Description of the task ->
Your answer must be every line of the data that contains "opened".

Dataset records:

PR #58, opened 2018-05-25
Fix fiona/poppler conflict in conda package (allows 07_Geographic_Data.ipynb to run)

ceball:
If poppler's installed, version 0.65.1 (at least) causes a problem for fiona on linux and mac (linux: https://travis-ci.org/pyviz/pyviz/jobs/383650789#L2372).

Not sure what is pulling in poppler (edit: installing fiona pulls in poppler, although it's not a direct dependency), but poppler's installed if you create the env or install the current released conda package.

poppler doesn't exist for windows. 

In the conda recipe I've pinned poppler to the last known compatible version (but not on windows).

For the environment, on the other hand, I don't know another solution except having a separate environment file. If we go with this, would need to update any installation instructions that mention it.

* [x] Once figured out, also update conda recipe
* [x] test the updated conda recipe and package
* [x] (edit: not necessary) update installation instructions if necessary


jbednar:
That's a nightmare!  Can we just force poppler to be removed after the envt is built, then separately figure out how to remove it from our indirect dependencies?

ceball:
Fixing the environment on master is lower priority than fixing the conda package. So, I've removed the updated environment file from this PR (opening #59 to track), and here have just fixed the version of poppler on travis with a command after creating the environment.

ceball:
@jbednar, ready to merge from my point of view

ceball:
Although this works fine on linux and mac, it doesn't work on windows (where poppler does not exist). I *think* I tracked the issue down to https://github.com/conda/conda/issues/7344; will wait to see the outcome of that issue. I still think this PR could be merged to fix master.

Fixing the existing pyviz package for windows could be done in a number of ways, unrelated to this PR. The easiest way from our point of view would be to tell people to install pyviz >= 0.9.7-1. The easiest way for users would be if we were to upload 0.9.7-2 without run_constrained, and then upload 0.9.7-3 with run_constrained. Mac and linux users would then get 0.9.7-3 and the right version of poppler, while windows users would get 0.9.7-2 (no poppler).

The alternative is to fix the incompatibility between fiona and poppler, then get new c-f packages, then new packages on defaults. I'll at least report the problem, anyway, once I figure out where to do that.

ceball:
I've also filed https://github.com/AnacondaRecipes/aggregate/issues/60.

ceball:
> The easiest way for users would be if we were to upload 0.9.7-2 without run_constrained, and then upload 0.9.7-3 with run_constrained.

I've uploaded those package, and tested on mac, linux, and windows. win gets build 2, while linux and mac get build 3.

jbednar:
Can this be closed?  I didn't have any problems with notebook 07 today, and I vaguely remember the conda team saying that they were fixing something to do with poppler. Or does it need to be merged to make Windows work?  If so, @ceball, please merge it.

PR #64, opened 2018-06-15
Added SciPy 18 index

jbednar:
First, reorganized existing welcome and index pages to make it feasible to have multiple index pages, one for each presented tutorial (currently SciPy 2018).  Next, duplicated the index so that it can be customized for SciPy 2018.  It seems to build ok locally, but it's only rebuilding parts of it, so the real test will be when Travis builds it.


jbednar:
It looks like it mostly built fine (see https://ioam-docs.github.io/pyviz-latest), except what looks like a predictable consequence of https://github.com/ioam/parambokeh/pull/62 , i..e. that the custom index.rst file is overwritten by https://ioam-docs.github.io/pyviz-latest/tutorial/index.html .

@ceball, it looks a little tricky to get around that. For now, presumably the website-building code can simply revert the bogus auto-generated index.rst file and use the git-controlled one instead, or (better) not generate any index.rst file when there already is one.  

But it seems like the .toctree in the custom file ought to be auto-generated anyway; it doesn't seem to have any information in it that's not discoverable automatically.  I'd certainly rather not have to write index.rst by hand and have to update it every time I add a new tutorial section.  However, generating the rest of index.rst automatically seems problematic, because I had to add the section heading explicitly in the [index.rst](https://github.com/pyviz/pyviz/blob/9c419601d6466cbae04460095670be7910640dec/doc/tutorial/index.rst) or else the various tutorial sections showed up at the wrong level in the sidebar (at the top level, rather than grouped under Tutorial).  To be able to auto-generate that part of the index.rst file, it seems like one might have to pull out the title from the index.ipynb file and explicitly put that into the .rst file?  Tricky!

PR #93, opened 2018-09-11
Try to clarify examples overwriting.

ceball:
I tried not to make things too complicated. Maybe you can do better?


ceball:
One thing I just realized is that if tutorials have been removed between times someone's run install-examples, that could get confusing. But I think that's unlikely to be the case - right?

ceball:
Test failures are just that I cancelled the builds, since they don't matter (and there are ones after that do).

Task solution ->
PR #58, opened 2018-05-25
PR #64, opened 2018-06-15
PR #93, opened 2018-09-11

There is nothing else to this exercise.